## What you need to do
Report all lines from the entries below in which "based" appears.

%%

PR #1885, opened 2016-08-05
Dynamically Parsing the Latest Account List

ghostplant:
To parse the latest account list dynamically,

thus, maintainers could manage the accounts by maintaining the htpasswd file without restarting docker-registry frequently,

which is required by small organizations to build a secure docker-registry service using a simple AUTH option to manage.

Signed-off-by: CUI Wei <ghostplant@qq.com>

### DIFF
--- a/registry/auth/htpasswd/access.go
+++ b/registry/auth/htpasswd/access.go
@@ -9,6 +9,7 @@ import (
 	"fmt"
 	"net/http"
 	"os"
+	"sync"
 
 	"github.com/docker/distribution/context"
 	"github.com/docker/distribution/registry/auth"
@@ -16,6 +17,9 @@ import (
 
 type accessController struct {
 	realm    string
+	path     string
+	modtime  string
+	mu       sync.Mutex
 	htpasswd *htpasswd
 }
 
@@ -32,18 +36,7 @@ func newAccessController(options map[string]interface{}) (auth.AccessController,
 		return nil, fmt.Errorf(`"path" must be set for htpasswd access controller`)
 	}
 
-	f, err := os.Open(path.(string))
-	if err != nil {
-		return nil, err
-	}
-	defer f.Close()
-
-	h, err := newHTPasswd(f)
-	if err != nil {
-		return nil, err
-	}
-
-	return &accessController{realm: realm.(string), htpasswd: h}, nil
+	return &accessController{realm: realm.(string), path: path.(string), modtime: "", mu: sync.Mutex{}, htpasswd: nil}, nil
 }
 
 func (ac *accessController) Authorized(ctx context.Context, accessRecords ...auth.Access) (context.Context, error) {
@@ -60,7 +53,35 @@ func (ac *accessController) Authorized(ctx context.Context, accessRecords ...aut
 		}
 	}
 
-	if err := ac.AuthenticateUser(username, password); err != nil {
+	// Dynamically parsing the latest account list
+	fstat, err := os.Stat(ac.path)
+	if err != nil {
+		return nil, err
+	}
+
+	lastModified := fstat.ModTime().String()
+	ac.mu.Lock()
+	if ac.modtime != lastModified {
+		ac.modtime = lastModified
+
+		f, err := os.Open(ac.path)
+		if err != nil {
+			ac.mu.Unlock()
+			return nil, err
+		}
+		defer f.Close()
+
+		h, err := newHTPasswd(f)
+		if err != nil {
+			ac.mu.Unlock()
+			return nil, err
+		}
+		ac.htpasswd = h
+	}
+	localHTPasswd := ac.htpasswd
+	ac.mu.Unlock()
+
+	if err := localHTPasswd.authenticateUser(username, password); err != nil {
 		context.GetLogger(ctx).Errorf("error authenticating user %q: %v", username, err)
 		return nil, &challenge{
 			realm: ac.realm,
@@ -69,10 +90,6 @@ func (ac *accessController) Authorized(ctx context.Context, accessRecords ...aut
 	}
 
 	return auth.WithUser(ctx, auth.UserInfo{Name: username}), nil
-}
-
-func (ac *accessController) AuthenticateUser(username, password string) error {
-	return ac.htpasswd.authenticateUser(username, password)
 }
 
 // challenge implements the auth.Challenge interface.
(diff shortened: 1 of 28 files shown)


ghostplant:
Token AUTH is a little complex for most small internal enterprise or educational organizations. However, Silly AUTH is just used for debugging. So Htpasswd AUTH is a reasonable choice for simple AUTH management.

But when a new Registry user should be added, Registry Service using Htpasswd AUTH has to be restarted to reload the Htpasswd file at the moment.

dmcgowan:
Opening up and parsing this file on each request seems like it mostly ends up being wasted effort when the file rarely changes (number of changes/number of requests). Understand that every organization is different but the HTTP auth implementation was designed to be simple and for static sets of data. I could be more supportive of a change that did a reload dynamically based off `SIGUSR1` rather than request. At the very least only doing the reload after a certain amount of time has transpired or the file's modification time has changed.  Understand is a bit more code to implement that way but considering we can get the desired behavior without the continuous file load overload, I think it is worth it.

As for token auth, I think it is a better method for doing authentication because it decouples these problems from the registry. Restarting a registry can be annoying because it may have long running connections, while restarting the token server should be quick and without side effect. We have a reference implementation of the protocol in [contrib] (https://github.com/docker/distribution/tree/master/contrib/token-server) and there are [open source implementations](https://github.com/cesanta/docker_auth).

Thank you for the contribution, it is very much appreciated.

ping @RichardScothern, which would find a preferable approach for dynamically loading. You have already expressed a lack of interest in fs notifications, but is using signals acceptable or are we reserving such behavior for other configurations? Maybe none of that is needed if checking a mod time is already cheap.

ghostplant:
Yes, that's a good idea! I'll soon try to update the codes based on checking the last-modified time.

ghostplant:
The latest commit has contained the mod-time checking.
Please kindly check them~

ghostplant:
Anyone has comments?

aaronlehmann:
I think there may be a concurrency problem here. I believe `Authorized` is called by multiple goroutines at once (for example, different HTTP requests). Thus, it's probably not safe to modify `ac.modtime` and `ac.htpasswd` without locking.

ghostplant:
Thanks for the comments.

registry/auth/htpasswd/access.go
```diff
@@ -9,13 +9,17 @@ import (
...
 
 	"github.com/docker/distribution/context"
 	"github.com/docker/distribution/registry/auth"
 )
 
 type accessController struct {
 	realm    string
+	path     string
+	modtime  string
+	mtx      *sync.Mutex
```
aaronlehmann: This doesn't need to be a pointer.

`mtx sync.Mutex`

Then it won't need to be initialized when you create the `accessController`.

I suggest calling it `mu` for consistency with the rest of the code.

registry/auth/htpasswd/access.go
```diff
@@ -60,7 +53,32 @@ func (ac *accessController) Authorized(ctx context.Context, accessRecords ...aut
...
+
+		h, err := newHTPasswd(f)
+		if err != nil {
+			return nil, err
+		}
+		ac.htpasswd = h
+	}
+	ac.mtx.Unlock()
+
+	if err := ac.htpasswd.authenticateUser(username, password); err != nil {
```
aaronlehmann: You also need to hold the lock when you access `ac.htpasswd`.

Maybe set a local variable to the value of `ac.htpasswd` before releasing the lock above.

registry/auth/htpasswd/access.go
```diff
@@ -60,7 +53,32 @@ func (ac *accessController) Authorized(ctx context.Context, accessRecords ...aut
...
+		}
+		defer f.Close()
+
+		h, err := newHTPasswd(f)
+		if err != nil {
+			return nil, err
+		}
+		ac.htpasswd = h
+	}
+	ac.mtx.Unlock()
```
dmcgowan: This lock could probably just be deferred. There are 2 returns in the previously block which would not unlock this.

ghostplant: That's right.

registry/auth/htpasswd/access.go
ghostplant: That's right.

registry/auth/htpasswd/access.go
ghostplant: I wonder whether the mutex have the effect on locking those critical regions, if a mutex is initialized in on each parallel request instead of being defined uniquely as a global shared variable?

registry/auth/htpasswd/access.go
aaronlehmann: I don't think you should hold the lock during the call to `authenticateUser` though.

registry/auth/htpasswd/access.go
```diff
@@ -9,13 +9,17 @@ import (
...
 
 	"github.com/docker/distribution/context"
 	"github.com/docker/distribution/registry/auth"
 )
 
 type accessController struct {
 	realm    string
+	path     string
+	modtime  string
+	mu       *sync.Mutex
```
aaronlehmann: I think the code is correct now, but please remove the `*` so this is simply `sync.Mutex`.

registry/auth/htpasswd/access.go
```diff
@@ -32,18 +36,7 @@ func newAccessController(options map[string]interface{}) (auth.AccessController,
...
-	}
-	defer f.Close()
-
-	h, err := newHTPasswd(f)
-	if err != nil {
-		return nil, err
-	}
-
-	return &accessController{realm: realm.(string), htpasswd: h}, nil
+	return &accessController{realm: realm.(string), path: path.(string), modtime: "", mu: sync.Mutex{}, htpasswd: nil}, nil
```
aaronlehmann: Nit: `mu: sync.Mutex{}` and `htpasswd: nil` aren't necessary. These fields will default to the zero value.

aaronlehmann:
LGTM

aaronlehmann:
Please squash the commits into one, though.

registry/auth/htpasswd/access.go
ghostplant: Yes, so "modtime" can be also ignorable since its initial value is "".

ghostplant:
Sorry, there's some merge issues. I'd better recreate a fresh fork for this PR for a single commit without merging.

%%

## Expected answer
Opening up and parsing this file on each request seems like it mostly ends up being wasted effort when the file rarely changes (number of changes/number of requests). Understand that every organization is different but the HTTP auth implementation was designed to be simple and for static sets of data. I could be more supportive of a change that did a reload dynamically based off `SIGUSR1` rather than request. At the very least only doing the reload after a certain amount of time has transpired or the file's modification time has changed.  Understand is a bit more code to implement that way but considering we can get the desired behavior without the continuous file load overload, I think it is worth it.
Yes, that's a good idea! I'll soon try to update the codes based on checking the last-modified time.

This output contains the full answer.